» Directions: All lines of the listing below must be reproduced character for character.

» Supplied information:

--------

PR #1618, opened 2022-10-05
Allow http-api-data 0.5

felixonmars:
Builds fine and all tests pass.


servant-server/servant-server.cabal
```diff
@@ -73,7 +73,7 @@ library
   -- strict dependency as we re-export 'servant' things.
   build-depends:
       servant             >= 0.19     && < 0.20
-    , http-api-data       >= 0.4.1    && < 0.4.4
+    , http-api-data       >= 0.4.1    && < 0.5.1
```
endgame, line 76:
```suggestion
    , http-api-data       >= 0.4.1    && < 0.6
```

servant/servant.cabal
```diff
@@ -92,7 +92,7 @@ library
   -- We depend (heavily) on the API of these packages:
   -- i.e. re-export, or allow using without direct dependency
   build-depends:
-      http-api-data          >= 0.4.1    && < 0.4.4
+      http-api-data          >= 0.4.1    && < 0.5.1
```
endgame, line 95:
```suggestion
      http-api-data          >= 0.4.1    && < 0.6
```

endgame (commented):
Under the PVP, versions `>=0.5 && <0.6` aren't allowed to make breaking changes, so I recommend relaxing the upper bound to `<0.6`.

servant-server/servant-server.cabal
felixonmars: Updated.

endgame: It appears you only updated the bounds for `servant` but not `servant-server`.

endgame:
Reposting here because I can't unresolve the conversation above: It looks like the upper bound for `servant-server` is still on `<0.5.1`. Should it be `<0.6`?

*****

As a Hackage Trustee, I have made the following revisions:

* `servant-0.19:` `>=0.4.1 && <0.4.4` -> `>=0.4.1 && <0.6`
* `servant-server-0.19.1`: `>=0.4.1 && <0.4.4` -> `>=0.4.1 && <0.5.1` (I think this could be looser, but I'm revising it to match the PR as it stands.)

felixonmars:
Updated to 0.6 everywhere and resolved conflict.

ysangkok:
Thank you for the PR, a similar change was merged as part of #1663, so I'll close this. Please reopen if there are any issues.

PR #1624, opened 2022-10-30
Remove postgresql-simple allow-newer

TeofilC:
No longer needed as a new version of the library has been released


tchoutri (commented):
nice.

TeofilC:
See 0fc6e395cbf808a30e57025ac1b8a5649fe75ec6

Issue #1626, opened 2022-11-01
QueryParam doesn't conform to HTTP


cblp:
Instance HasClient QueryParam' uses this function

```hs
encodeQueryParam :: ToHttpApiData a => a  -> BS.ByteString
encodeQueryParam = BL.toStrict . toLazyByteString . toEncodedUrlPiece
```

where `toEncodedUrlPiece` is from `http-api-data` package, where it is documented to be applicable to path segments only, not to query parameters. As a result, if we try to send a simple text string as a parameter,

```hs
type API = QueryParam "p" Text
```

this will be encoded as `?p=a%20+%20b` which is wrong, because `+` is the encoding for the space, and `+` must be encoded as `%2B`.

`?p=a%20+%20b` is interpreted by a standard-conforming server as `p = "a   b"`.

`p = "a + b"` must be encoded as `?p=a+%2B+b`

cblp:
If you think http-api-data must be fixed, see https://github.com/fizruk/http-api-data/pull/123

ysangkok:
@cblp Has this been addressed by #1597, which was released as part of servant-0.20?

cblp:
I think, this is already fixed in http-api-data, but I can't recheck right now.

tchoutri:
@cblp Is this still an ongoing problem?

cblp:
Look like it's fixed, but I'm not sure.

PR #1628, opened 2022-11-06
Use toEncodedQueryParam for QueryParam

cblp:


cblp:
This fixes #1626

cblp:
A complete solution needs those changes to be released; this is just an idea of solution.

--------

» Response to the exercise:
PR #1618, opened 2022-10-05
Allow http-api-data 0.5

felixonmars:
Builds fine and all tests pass.


servant-server/servant-server.cabal
```diff
@@ -73,7 +73,7 @@ library
   -- strict dependency as we re-export 'servant' things.
   build-depends:
       servant             >= 0.19     && < 0.20
-    , http-api-data       >= 0.4.1    && < 0.4.4
+    , http-api-data       >= 0.4.1    && < 0.5.1
```
endgame, line 76:
```suggestion
    , http-api-data       >= 0.4.1    && < 0.6
```

servant/servant.cabal
```diff
@@ -92,7 +92,7 @@ library
   -- We depend (heavily) on the API of these packages:
   -- i.e. re-export, or allow using without direct dependency
   build-depends:
-      http-api-data          >= 0.4.1    && < 0.4.4
+      http-api-data          >= 0.4.1    && < 0.5.1
```
endgame, line 95:
```suggestion
      http-api-data          >= 0.4.1    && < 0.6
```

endgame (commented):
Under the PVP, versions `>=0.5 && <0.6` aren't allowed to make breaking changes, so I recommend relaxing the upper bound to `<0.6`.

servant-server/servant-server.cabal
felixonmars: Updated.

endgame: It appears you only updated the bounds for `servant` but not `servant-server`.

endgame:
Reposting here because I can't unresolve the conversation above: It looks like the upper bound for `servant-server` is still on `<0.5.1`. Should it be `<0.6`?

*****

As a Hackage Trustee, I have made the following revisions:

* `servant-0.19:` `>=0.4.1 && <0.4.4` -> `>=0.4.1 && <0.6`
* `servant-server-0.19.1`: `>=0.4.1 && <0.4.4` -> `>=0.4.1 && <0.5.1` (I think this could be looser, but I'm revising it to match the PR as it stands.)

felixonmars:
Updated to 0.6 everywhere and resolved conflict.

ysangkok:
Thank you for the PR, a similar change was merged as part of #1663, so I'll close this. Please reopen if there are any issues.

PR #1624, opened 2022-10-30
Remove postgresql-simple allow-newer

TeofilC:
No longer needed as a new version of the library has been released


tchoutri (commented):
nice.

TeofilC:
See 0fc6e395cbf808a30e57025ac1b8a5649fe75ec6

Issue #1626, opened 2022-11-01
QueryParam doesn't conform to HTTP


cblp:
Instance HasClient QueryParam' uses this function

```hs
encodeQueryParam :: ToHttpApiData a => a  -> BS.ByteString
encodeQueryParam = BL.toStrict . toLazyByteString . toEncodedUrlPiece
```

where `toEncodedUrlPiece` is from `http-api-data` package, where it is documented to be applicable to path segments only, not to query parameters. As a result, if we try to send a simple text string as a parameter,

```hs
type API = QueryParam "p" Text
```

this will be encoded as `?p=a%20+%20b` which is wrong, because `+` is the encoding for the space, and `+` must be encoded as `%2B`.

`?p=a%20+%20b` is interpreted by a standard-conforming server as `p = "a   b"`.

`p = "a + b"` must be encoded as `?p=a+%2B+b`

cblp:
If you think http-api-data must be fixed, see https://github.com/fizruk/http-api-data/pull/123

ysangkok:
@cblp Has this been addressed by #1597, which was released as part of servant-0.20?

cblp:
I think, this is already fixed in http-api-data, but I can't recheck right now.

tchoutri:
@cblp Is this still an ongoing problem?

cblp:
Look like it's fixed, but I'm not sure.

PR #1628, opened 2022-11-06
Use toEncodedQueryParam for QueryParam

cblp:


cblp:
This fixes #1626

cblp:
A complete solution needs those changes to be released; this is just an idea of solution.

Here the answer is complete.